### [Work request]
Search the entries below for the string "setVisible" and copy the lines that hold it.

### [Exercise data]
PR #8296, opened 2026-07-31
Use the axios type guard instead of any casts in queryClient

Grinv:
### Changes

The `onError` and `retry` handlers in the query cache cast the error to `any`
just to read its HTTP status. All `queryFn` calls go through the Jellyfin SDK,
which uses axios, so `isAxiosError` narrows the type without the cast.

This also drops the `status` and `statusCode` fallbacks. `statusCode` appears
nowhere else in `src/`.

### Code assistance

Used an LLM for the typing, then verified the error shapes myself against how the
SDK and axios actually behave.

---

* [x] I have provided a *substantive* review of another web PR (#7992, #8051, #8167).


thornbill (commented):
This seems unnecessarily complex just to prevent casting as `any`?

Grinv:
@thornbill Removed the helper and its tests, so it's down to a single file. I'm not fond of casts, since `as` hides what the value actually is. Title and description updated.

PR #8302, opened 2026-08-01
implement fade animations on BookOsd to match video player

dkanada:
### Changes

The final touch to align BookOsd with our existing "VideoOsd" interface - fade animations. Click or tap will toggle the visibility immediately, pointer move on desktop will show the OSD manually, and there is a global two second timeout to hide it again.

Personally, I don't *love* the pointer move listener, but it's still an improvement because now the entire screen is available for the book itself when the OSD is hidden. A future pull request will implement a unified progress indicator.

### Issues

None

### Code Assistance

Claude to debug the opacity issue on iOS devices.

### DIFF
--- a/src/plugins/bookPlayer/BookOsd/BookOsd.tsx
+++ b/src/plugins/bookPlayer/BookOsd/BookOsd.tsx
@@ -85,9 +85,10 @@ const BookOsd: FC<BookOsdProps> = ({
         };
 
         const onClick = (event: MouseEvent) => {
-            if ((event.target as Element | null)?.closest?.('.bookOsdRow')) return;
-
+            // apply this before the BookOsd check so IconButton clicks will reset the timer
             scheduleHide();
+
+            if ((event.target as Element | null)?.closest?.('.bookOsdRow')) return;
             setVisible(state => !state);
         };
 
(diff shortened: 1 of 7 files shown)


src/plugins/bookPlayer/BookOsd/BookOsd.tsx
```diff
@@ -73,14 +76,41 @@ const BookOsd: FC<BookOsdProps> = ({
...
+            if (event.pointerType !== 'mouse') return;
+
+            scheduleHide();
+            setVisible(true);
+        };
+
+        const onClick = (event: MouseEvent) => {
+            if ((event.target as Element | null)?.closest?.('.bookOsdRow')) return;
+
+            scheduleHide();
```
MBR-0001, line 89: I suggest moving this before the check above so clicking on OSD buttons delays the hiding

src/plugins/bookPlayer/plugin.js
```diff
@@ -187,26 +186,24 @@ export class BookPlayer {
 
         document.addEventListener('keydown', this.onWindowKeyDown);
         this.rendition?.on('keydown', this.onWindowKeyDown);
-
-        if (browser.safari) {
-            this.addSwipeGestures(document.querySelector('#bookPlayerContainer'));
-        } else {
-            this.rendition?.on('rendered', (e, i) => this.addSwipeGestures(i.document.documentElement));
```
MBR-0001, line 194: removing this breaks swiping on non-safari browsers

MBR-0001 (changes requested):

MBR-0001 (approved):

### [Exercise answer]
             setVisible(state => !state);
+            setVisible(true);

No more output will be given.